Records from a data source
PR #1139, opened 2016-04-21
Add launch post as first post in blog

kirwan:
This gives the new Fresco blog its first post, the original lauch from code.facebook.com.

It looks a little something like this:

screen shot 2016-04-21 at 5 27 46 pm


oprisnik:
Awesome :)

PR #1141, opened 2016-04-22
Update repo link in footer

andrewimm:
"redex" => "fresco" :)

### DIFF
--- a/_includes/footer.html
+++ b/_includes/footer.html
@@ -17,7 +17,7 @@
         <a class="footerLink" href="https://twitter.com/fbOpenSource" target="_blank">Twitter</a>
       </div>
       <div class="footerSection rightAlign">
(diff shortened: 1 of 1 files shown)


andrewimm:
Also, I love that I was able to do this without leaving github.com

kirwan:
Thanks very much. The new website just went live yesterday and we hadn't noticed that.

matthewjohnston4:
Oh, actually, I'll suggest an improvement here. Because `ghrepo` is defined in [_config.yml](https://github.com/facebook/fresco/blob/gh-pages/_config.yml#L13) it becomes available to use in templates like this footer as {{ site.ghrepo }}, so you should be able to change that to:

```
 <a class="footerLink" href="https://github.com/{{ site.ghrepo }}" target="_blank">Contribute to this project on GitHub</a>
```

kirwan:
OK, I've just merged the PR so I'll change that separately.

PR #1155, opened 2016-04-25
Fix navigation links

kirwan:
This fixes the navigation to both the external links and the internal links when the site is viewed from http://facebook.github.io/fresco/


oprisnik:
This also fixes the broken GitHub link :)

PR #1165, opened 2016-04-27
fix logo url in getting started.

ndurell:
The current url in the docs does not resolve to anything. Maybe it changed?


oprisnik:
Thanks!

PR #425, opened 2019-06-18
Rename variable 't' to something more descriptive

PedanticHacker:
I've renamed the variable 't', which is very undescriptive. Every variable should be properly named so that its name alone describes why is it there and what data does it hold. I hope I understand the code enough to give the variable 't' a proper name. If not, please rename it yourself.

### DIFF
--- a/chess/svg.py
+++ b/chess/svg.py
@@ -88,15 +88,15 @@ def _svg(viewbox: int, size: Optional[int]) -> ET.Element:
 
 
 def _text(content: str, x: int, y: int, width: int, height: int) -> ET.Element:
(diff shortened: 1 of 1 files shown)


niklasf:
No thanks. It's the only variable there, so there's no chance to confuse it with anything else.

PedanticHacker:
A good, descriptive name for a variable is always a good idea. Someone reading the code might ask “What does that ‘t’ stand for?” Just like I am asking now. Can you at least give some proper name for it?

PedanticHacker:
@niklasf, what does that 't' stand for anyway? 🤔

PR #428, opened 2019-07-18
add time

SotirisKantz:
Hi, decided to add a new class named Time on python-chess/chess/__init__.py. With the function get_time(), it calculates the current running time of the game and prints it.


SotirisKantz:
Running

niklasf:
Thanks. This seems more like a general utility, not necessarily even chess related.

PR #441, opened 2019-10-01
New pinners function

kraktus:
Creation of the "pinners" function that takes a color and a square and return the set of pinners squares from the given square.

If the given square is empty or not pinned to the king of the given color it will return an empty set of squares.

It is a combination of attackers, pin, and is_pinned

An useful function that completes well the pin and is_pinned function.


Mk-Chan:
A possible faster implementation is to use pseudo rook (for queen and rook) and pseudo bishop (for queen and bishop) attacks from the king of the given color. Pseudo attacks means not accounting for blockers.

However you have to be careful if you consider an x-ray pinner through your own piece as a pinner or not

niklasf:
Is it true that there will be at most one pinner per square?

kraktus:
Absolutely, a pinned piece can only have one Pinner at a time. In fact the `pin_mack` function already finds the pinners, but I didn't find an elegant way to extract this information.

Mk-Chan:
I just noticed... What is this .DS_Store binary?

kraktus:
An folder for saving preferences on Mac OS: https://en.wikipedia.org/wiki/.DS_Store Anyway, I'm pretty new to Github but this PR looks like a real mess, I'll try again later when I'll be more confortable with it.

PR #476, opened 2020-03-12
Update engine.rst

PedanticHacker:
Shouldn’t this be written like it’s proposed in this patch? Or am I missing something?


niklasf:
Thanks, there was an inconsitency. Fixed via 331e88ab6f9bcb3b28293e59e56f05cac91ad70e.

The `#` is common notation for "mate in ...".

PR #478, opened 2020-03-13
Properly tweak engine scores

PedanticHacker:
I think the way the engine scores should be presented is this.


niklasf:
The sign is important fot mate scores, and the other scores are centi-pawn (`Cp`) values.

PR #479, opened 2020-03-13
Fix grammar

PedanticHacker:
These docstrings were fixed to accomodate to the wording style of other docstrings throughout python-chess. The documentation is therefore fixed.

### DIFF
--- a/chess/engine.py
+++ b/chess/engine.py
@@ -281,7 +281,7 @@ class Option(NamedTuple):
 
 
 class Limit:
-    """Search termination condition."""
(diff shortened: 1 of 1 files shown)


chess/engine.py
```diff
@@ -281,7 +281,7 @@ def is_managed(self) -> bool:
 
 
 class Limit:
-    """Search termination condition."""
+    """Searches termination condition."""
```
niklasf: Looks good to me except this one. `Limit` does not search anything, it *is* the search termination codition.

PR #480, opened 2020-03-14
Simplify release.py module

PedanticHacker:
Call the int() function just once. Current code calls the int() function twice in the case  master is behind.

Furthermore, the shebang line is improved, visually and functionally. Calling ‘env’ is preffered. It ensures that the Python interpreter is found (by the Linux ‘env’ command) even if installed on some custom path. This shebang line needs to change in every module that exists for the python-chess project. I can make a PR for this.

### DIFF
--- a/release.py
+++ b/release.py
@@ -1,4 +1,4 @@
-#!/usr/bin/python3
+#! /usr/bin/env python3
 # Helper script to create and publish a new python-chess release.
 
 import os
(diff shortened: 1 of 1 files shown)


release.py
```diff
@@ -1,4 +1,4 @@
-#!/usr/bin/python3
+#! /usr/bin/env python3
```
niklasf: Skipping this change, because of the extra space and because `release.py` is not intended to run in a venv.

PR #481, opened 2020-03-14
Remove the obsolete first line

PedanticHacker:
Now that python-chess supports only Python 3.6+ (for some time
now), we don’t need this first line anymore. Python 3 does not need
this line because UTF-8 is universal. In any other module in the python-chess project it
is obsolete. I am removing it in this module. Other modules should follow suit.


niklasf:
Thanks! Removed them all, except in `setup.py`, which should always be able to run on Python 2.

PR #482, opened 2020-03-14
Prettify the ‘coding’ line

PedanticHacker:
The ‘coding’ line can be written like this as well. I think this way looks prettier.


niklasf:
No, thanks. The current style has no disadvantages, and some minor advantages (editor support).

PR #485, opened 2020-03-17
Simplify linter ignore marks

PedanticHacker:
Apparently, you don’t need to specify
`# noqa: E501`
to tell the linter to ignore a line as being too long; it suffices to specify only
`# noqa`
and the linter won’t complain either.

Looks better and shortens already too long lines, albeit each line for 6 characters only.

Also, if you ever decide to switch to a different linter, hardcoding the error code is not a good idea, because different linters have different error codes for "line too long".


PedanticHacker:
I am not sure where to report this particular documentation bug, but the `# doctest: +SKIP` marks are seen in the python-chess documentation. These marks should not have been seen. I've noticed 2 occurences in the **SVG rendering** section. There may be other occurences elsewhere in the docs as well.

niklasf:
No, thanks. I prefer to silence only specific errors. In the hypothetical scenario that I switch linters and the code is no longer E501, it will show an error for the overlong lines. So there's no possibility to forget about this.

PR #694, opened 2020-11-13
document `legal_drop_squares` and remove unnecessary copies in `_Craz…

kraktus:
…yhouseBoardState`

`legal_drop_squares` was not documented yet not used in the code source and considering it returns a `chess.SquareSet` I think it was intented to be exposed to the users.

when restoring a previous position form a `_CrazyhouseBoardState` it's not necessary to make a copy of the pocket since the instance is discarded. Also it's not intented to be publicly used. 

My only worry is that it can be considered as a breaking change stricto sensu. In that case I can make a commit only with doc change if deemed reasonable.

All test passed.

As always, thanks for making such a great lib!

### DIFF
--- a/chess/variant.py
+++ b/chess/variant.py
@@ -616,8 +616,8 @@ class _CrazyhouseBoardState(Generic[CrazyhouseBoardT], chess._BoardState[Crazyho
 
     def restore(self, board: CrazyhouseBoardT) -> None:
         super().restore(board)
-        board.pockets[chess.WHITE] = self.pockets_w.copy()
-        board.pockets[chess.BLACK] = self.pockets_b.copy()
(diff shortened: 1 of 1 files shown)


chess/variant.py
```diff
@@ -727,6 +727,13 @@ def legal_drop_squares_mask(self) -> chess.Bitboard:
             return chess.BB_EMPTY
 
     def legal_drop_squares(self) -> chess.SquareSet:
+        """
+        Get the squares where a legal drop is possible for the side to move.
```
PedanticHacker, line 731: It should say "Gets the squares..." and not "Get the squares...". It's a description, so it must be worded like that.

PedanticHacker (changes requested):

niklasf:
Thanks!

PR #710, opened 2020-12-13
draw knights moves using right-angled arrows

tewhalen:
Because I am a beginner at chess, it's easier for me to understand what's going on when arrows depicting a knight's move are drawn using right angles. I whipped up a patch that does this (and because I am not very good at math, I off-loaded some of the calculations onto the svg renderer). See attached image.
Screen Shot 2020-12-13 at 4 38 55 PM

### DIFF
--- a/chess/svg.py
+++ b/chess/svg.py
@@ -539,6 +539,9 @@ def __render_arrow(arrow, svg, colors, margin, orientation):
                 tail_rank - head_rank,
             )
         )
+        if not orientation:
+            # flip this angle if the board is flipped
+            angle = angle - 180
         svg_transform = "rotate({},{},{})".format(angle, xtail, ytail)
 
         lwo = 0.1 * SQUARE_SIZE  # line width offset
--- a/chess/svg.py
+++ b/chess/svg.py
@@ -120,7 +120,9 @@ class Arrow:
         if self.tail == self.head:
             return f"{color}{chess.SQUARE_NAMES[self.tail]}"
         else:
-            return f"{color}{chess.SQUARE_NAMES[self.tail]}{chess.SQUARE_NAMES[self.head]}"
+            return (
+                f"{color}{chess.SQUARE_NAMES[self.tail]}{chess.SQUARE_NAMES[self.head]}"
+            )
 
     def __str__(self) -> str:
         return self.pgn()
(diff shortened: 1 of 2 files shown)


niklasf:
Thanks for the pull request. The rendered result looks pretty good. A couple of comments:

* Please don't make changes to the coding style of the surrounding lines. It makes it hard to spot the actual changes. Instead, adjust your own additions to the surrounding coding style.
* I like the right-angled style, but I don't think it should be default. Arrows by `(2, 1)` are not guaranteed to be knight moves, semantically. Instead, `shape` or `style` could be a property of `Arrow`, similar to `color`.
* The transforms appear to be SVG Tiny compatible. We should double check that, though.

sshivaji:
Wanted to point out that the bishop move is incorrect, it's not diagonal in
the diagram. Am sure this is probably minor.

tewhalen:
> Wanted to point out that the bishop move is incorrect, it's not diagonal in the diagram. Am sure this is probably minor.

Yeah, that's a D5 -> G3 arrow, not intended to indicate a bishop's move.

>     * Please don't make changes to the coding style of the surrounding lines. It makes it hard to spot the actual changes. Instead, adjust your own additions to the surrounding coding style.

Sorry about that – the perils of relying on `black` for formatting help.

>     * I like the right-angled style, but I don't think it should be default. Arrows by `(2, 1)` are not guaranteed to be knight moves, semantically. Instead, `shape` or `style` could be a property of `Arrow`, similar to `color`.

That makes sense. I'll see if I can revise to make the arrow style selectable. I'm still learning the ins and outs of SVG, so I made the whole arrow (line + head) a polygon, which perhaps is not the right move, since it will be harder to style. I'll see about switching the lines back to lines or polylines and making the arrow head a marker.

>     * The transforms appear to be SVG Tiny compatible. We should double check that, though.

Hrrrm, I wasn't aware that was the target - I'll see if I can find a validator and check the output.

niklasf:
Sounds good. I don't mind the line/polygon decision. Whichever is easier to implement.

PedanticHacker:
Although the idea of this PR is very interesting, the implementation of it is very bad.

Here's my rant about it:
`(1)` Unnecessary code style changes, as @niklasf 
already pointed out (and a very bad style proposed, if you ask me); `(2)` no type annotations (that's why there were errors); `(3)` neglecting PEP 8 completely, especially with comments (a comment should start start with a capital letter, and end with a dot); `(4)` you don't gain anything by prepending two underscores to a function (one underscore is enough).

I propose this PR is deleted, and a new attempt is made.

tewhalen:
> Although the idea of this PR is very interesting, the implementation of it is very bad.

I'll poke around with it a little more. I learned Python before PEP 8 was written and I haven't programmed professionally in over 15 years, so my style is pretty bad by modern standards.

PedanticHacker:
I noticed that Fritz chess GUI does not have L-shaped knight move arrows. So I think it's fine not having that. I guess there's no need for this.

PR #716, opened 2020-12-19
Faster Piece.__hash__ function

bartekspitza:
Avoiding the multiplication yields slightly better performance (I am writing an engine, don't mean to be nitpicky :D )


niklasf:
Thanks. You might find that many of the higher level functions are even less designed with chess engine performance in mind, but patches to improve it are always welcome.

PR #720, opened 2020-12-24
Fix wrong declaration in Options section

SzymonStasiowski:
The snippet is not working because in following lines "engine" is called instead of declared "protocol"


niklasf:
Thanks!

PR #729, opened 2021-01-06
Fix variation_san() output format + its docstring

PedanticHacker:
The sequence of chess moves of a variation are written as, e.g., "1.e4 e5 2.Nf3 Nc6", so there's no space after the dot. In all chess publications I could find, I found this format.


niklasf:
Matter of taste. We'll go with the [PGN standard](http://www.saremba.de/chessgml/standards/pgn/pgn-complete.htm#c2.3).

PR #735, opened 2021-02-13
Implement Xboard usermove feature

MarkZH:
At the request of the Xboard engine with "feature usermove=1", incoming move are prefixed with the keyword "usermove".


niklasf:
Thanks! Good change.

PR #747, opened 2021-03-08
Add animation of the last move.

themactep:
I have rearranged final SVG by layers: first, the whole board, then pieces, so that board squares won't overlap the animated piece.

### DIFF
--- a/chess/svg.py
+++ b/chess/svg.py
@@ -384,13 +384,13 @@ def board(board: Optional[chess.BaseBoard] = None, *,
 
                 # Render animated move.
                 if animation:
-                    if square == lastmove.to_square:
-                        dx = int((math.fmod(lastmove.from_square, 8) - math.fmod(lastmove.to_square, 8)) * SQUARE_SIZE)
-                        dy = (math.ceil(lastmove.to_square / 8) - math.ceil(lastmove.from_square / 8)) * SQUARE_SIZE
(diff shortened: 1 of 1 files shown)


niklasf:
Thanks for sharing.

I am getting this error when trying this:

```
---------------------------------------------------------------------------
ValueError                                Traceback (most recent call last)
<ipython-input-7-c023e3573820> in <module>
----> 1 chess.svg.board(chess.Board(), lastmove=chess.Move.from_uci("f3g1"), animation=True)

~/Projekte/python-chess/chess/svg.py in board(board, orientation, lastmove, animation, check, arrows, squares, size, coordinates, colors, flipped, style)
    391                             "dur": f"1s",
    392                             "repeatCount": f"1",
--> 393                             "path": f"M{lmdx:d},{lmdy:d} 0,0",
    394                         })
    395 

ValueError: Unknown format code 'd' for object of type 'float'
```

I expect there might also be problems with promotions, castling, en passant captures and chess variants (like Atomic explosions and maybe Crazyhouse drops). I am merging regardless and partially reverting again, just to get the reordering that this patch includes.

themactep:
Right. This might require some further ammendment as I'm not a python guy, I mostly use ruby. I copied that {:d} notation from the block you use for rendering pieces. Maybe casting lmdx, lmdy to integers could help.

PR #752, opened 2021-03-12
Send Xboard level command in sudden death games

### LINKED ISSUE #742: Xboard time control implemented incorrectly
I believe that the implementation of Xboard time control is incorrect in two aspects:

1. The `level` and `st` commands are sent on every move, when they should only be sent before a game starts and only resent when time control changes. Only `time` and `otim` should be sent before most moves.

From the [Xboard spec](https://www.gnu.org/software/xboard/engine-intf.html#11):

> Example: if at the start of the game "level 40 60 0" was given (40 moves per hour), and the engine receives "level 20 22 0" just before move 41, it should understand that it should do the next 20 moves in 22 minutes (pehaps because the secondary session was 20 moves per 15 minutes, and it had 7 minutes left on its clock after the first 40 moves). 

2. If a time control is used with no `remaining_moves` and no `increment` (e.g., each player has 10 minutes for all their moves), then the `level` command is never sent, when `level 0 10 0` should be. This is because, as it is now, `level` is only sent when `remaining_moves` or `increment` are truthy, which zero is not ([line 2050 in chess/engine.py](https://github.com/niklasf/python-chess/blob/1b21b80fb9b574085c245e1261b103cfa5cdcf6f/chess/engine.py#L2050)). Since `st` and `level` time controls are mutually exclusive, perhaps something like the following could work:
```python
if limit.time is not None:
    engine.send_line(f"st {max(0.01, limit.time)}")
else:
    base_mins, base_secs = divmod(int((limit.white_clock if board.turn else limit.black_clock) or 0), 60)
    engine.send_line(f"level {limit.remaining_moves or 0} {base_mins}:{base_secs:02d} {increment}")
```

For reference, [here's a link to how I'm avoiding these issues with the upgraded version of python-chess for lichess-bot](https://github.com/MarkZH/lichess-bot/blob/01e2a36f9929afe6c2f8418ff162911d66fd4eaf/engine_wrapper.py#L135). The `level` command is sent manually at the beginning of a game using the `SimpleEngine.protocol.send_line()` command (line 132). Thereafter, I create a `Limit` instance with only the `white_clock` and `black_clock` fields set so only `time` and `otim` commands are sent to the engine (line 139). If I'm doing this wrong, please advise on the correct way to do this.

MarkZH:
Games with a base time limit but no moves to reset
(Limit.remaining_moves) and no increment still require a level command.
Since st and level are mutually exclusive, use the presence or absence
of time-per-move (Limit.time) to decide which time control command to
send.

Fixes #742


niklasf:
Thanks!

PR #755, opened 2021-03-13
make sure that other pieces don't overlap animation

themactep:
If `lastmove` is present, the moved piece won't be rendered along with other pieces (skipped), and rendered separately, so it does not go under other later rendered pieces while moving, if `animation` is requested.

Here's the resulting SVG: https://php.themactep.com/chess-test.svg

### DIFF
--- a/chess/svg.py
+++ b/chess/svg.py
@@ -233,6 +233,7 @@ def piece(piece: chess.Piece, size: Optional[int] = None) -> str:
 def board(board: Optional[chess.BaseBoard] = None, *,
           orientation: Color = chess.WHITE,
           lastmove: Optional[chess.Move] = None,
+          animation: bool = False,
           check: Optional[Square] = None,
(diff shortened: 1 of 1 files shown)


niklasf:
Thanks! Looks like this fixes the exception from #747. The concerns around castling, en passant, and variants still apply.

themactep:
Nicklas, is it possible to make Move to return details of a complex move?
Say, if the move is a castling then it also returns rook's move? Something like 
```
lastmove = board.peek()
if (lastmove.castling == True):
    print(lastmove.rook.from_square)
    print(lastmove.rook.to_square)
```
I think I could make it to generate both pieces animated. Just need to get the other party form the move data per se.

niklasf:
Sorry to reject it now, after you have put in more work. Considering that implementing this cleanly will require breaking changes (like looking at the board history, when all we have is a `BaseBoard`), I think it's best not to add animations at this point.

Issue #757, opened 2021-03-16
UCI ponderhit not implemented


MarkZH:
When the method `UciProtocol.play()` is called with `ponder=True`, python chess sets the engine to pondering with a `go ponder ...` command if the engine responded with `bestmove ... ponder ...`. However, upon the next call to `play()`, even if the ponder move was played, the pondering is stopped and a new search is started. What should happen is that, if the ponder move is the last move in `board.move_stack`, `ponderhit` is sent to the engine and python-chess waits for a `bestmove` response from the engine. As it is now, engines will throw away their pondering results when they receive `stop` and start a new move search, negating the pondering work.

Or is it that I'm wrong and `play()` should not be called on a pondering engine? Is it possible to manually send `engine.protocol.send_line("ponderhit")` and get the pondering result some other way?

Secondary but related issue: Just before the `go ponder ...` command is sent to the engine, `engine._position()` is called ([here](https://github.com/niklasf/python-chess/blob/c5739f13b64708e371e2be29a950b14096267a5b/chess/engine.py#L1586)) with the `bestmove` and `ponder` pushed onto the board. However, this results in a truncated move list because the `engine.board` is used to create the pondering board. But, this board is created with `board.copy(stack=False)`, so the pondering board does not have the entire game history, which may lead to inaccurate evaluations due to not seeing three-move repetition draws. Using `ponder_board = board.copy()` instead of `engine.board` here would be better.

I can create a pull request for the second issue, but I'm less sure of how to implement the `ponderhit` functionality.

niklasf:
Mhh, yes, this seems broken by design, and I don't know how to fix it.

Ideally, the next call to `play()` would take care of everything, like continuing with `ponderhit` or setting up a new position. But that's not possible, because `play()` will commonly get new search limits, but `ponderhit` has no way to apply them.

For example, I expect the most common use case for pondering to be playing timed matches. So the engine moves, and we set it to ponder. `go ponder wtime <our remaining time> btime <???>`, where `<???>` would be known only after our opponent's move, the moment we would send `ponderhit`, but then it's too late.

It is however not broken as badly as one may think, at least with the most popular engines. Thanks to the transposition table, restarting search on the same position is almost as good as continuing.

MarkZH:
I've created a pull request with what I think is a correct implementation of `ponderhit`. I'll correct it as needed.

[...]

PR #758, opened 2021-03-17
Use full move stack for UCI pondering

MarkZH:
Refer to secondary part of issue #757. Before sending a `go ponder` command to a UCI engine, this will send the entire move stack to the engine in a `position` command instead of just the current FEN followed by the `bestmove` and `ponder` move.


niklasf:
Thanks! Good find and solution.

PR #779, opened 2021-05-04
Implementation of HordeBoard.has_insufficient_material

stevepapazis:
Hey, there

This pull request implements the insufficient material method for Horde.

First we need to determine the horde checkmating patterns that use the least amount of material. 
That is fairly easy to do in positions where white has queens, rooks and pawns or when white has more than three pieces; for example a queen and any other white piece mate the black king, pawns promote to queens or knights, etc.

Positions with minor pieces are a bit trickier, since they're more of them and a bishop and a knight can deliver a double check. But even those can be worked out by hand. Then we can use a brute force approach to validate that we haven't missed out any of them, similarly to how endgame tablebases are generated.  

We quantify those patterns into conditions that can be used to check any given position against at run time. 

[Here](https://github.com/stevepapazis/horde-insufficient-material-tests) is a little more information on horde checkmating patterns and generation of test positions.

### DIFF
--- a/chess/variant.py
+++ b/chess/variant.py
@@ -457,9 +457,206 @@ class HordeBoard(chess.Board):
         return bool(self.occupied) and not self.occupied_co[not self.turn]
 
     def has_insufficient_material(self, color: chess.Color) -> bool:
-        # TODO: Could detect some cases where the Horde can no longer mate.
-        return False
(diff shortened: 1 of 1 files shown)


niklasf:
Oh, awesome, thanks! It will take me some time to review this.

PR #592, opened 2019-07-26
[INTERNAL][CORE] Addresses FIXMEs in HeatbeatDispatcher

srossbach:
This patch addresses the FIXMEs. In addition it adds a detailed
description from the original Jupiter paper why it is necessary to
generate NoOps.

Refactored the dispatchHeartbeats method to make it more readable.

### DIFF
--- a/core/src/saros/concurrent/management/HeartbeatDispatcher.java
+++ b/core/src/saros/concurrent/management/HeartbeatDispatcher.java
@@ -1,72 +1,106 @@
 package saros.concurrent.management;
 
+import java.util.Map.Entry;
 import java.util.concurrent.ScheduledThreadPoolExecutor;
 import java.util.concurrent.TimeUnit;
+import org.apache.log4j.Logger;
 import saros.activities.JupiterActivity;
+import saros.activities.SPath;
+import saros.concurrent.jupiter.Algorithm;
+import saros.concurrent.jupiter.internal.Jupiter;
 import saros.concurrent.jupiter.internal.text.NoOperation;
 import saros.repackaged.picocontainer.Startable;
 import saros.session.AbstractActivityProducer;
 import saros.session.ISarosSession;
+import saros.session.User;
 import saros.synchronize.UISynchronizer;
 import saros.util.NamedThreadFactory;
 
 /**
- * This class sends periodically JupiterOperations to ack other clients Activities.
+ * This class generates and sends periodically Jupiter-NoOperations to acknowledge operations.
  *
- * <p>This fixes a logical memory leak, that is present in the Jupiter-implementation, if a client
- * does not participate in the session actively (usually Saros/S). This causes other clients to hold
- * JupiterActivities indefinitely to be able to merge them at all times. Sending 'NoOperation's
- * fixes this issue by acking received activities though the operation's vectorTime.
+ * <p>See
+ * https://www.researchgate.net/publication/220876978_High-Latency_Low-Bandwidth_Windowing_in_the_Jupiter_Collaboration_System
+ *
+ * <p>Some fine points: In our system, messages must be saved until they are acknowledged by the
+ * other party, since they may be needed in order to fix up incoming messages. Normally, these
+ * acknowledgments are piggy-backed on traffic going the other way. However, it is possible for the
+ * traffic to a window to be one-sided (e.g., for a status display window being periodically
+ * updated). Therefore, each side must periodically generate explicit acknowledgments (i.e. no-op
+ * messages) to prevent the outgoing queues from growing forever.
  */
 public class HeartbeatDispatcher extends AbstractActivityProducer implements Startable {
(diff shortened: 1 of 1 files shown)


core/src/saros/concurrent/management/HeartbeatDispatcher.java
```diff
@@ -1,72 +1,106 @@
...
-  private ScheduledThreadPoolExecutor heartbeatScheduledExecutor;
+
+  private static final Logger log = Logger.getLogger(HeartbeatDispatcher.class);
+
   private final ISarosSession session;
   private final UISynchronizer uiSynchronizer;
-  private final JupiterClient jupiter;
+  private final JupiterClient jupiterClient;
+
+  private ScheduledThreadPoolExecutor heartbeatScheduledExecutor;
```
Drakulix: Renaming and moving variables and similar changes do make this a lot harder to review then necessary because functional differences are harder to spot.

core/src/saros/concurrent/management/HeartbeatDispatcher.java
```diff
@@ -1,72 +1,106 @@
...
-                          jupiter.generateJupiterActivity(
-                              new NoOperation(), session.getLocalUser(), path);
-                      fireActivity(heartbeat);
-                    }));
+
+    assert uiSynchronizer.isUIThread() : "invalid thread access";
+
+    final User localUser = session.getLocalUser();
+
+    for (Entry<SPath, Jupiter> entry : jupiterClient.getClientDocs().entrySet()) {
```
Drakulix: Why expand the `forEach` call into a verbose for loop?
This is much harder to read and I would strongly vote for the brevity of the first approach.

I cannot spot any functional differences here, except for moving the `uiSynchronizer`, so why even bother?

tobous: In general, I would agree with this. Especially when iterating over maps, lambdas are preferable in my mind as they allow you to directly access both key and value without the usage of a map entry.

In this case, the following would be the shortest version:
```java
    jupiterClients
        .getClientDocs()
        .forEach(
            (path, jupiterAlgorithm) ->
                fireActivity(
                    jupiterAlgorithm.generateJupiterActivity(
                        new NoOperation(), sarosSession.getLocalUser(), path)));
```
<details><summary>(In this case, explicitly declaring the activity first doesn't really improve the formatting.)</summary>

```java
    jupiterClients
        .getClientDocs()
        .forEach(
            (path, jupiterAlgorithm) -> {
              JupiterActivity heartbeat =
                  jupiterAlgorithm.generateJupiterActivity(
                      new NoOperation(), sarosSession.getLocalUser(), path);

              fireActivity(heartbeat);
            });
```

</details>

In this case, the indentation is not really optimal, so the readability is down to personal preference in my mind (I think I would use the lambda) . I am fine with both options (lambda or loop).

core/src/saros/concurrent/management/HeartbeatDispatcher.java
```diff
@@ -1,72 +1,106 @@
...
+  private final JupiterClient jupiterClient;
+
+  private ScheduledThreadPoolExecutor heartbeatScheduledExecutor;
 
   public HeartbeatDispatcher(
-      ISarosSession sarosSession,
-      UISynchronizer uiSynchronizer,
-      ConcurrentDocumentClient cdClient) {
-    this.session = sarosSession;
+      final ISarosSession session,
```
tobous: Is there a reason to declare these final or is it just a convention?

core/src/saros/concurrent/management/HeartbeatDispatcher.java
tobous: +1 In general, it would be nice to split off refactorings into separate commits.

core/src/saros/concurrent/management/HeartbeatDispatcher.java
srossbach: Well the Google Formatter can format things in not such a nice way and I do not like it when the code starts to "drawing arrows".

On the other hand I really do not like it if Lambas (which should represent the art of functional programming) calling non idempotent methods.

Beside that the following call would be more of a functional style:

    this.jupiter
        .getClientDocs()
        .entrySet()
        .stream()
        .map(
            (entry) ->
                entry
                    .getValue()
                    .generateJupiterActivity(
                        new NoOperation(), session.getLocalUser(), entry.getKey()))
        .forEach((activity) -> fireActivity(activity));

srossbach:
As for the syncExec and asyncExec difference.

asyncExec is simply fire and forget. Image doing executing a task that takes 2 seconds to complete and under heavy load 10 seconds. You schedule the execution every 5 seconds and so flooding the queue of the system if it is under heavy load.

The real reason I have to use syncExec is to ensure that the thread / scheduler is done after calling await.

→ Assignment
Output exactly the leading lines of the data, up to and including the line marked by "Thanks very much.".

→ Result of the task
PR #1139, opened 2016-04-21
Add launch post as first post in blog

kirwan:
This gives the new Fresco blog its first post, the original lauch from code.facebook.com.

It looks a little something like this:

screen shot 2016-04-21 at 5 27 46 pm


oprisnik:
Awesome :)

PR #1141, opened 2016-04-22
Update repo link in footer

andrewimm:
"redex" => "fresco" :)

### DIFF
--- a/_includes/footer.html
+++ b/_includes/footer.html
@@ -17,7 +17,7 @@
         <a class="footerLink" href="https://twitter.com/fbOpenSource" target="_blank">Twitter</a>
       </div>
       <div class="footerSection rightAlign">
(diff shortened: 1 of 1 files shown)


andrewimm:
Also, I love that I was able to do this without leaving github.com

kirwan:
Thanks very much. The new website just went live yesterday and we hadn't noticed that.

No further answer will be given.